MicroRNAs contribute to HIV-1 latency in resting T cells. This finding could potentially be used in the development of therapies targeted to purge the latent reservoir in an effort to clear the body of virus (pages 1241-1247).
Advances in the treatment of HIV-1 infection with highly active antiretroviral therapy (HAART) have greatly reduced mortality and changed this fatal infection into a chronic disease for many1. HAART can reduce viremia to below the clinical limit of detection. HIV-1 infection has not yet been completely eradicated from patients on HAART, however, as the virus can establish latent infection in a small pool of resting memory CD4+ T cells, in which the provirus is stably integrated into the host genome but does not produce viral proteins2. This state of latency allows HIV-1 to evade immune responses and antiretroviral drugs. Upon host T-cell activation, replication-competent viruses can be released quickly from the latent reservoir to rekindle the infection. Because of its extremely slow decay rate3, the latent reservoir is a major barrier to curing HIV-1 infection.
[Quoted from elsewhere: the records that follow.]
PR #808, opened 2017-08-09
Anxr 824 - Render minRows filler rows when data is empty

chrisdopuch:
## PR Checklist

  - [x] Chrome
  - [x] Firefox
  - [x] Safari
  - [x] Edge (Win 10)

### DIFF
--- a/src/components/DataTable/examples/07.empty-with-custom-title-and-body.jsx
+++ b/src/components/DataTable/examples/07.empty-with-custom-title-and-body.jsx
@@ -15,7 +15,7 @@ export default createClass({
 		const { data } = this.state;
 
 		return (
-			<DataTable data={data} density="extended" isFullWidth>
+			<DataTable data={data} density="extended" isFullWidth minRows={15}>
 				<EmptyStateWrapper>
 					<Title>
 						Something went wrong.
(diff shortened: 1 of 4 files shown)


chrisdopuch:
@ogupte @jondlm @sodiumjoe I could use some guidance on if I'm doing this as a non breaking change properly
My thinking was if we change the `minRows` default from 0 to 10 it causes the existing case to not break where consumers not passing `minRows` still see 10 empty rows when `data` is empty.
However, this also means that consumers who didn't pass in `minRows` before will now have 10 empty rows by default.
^^ not sure if that's really a breaking change or not?

src/components/DataTable/examples/07.empty-with-custom-title-and-body.jsx
```diff
@@ -15,7 +15,7 @@ export default createClass({
 		const { data } = this.state;
 
 		return (
-			<DataTable data={data} density="extended" isFullWidth>
+			<DataTable data={data} density="extended" isFullWidth minRows={15}>
```
ogupte: Why have this example show a custom `minRows` when there's another example that also has custom `minRows`?

chrisdopuch: That one has an incomplete page of data, so you can see minRows fill in the rest
The bug in this case was when data = [], it wouldn't fill out the minRows count, but just did a hardcoded 10 rows
so this covers that case specifically where you have no data and also minRows > 10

Understanding precisely how HIV-1 latency is maintained is essential for developing strategies to 'purge' the reservoir4, 5. In this issue of Nature Medicine, Huang et al.6 unearth an additional layer of complexity by providing evidence that multiple cellular microRNAs (miRNAs) are involved in maintaining latency. Further, they show that specific antisense inhibitors of these miRNAs can induce virus production in resting T cells from HIV-1-infected individuals on HAART6.
Several factors may contribute to HIV-1 latency, including transcriptional and post-transcriptional mechanisms4 (Fig. 1). First, the initiation of transcription of the HIV-1 genome is inhibited because crucial activation-dependent host transcription factors, such as nuclear factor-kB (NF-kB) and nuclear factor of activated T cells (NFAT), are excluded from the nucleus in resting cells. Even when transcription is initiated, transcriptional elongation fails because the HIV Tat protein, which recruits cyclin-dependent kinase-9 and cyclin T1, is absent, and this complex is responsible for the phosphorylation of the C-terminal domain of RNA polymerase II that allows transcriptional elongation to occur.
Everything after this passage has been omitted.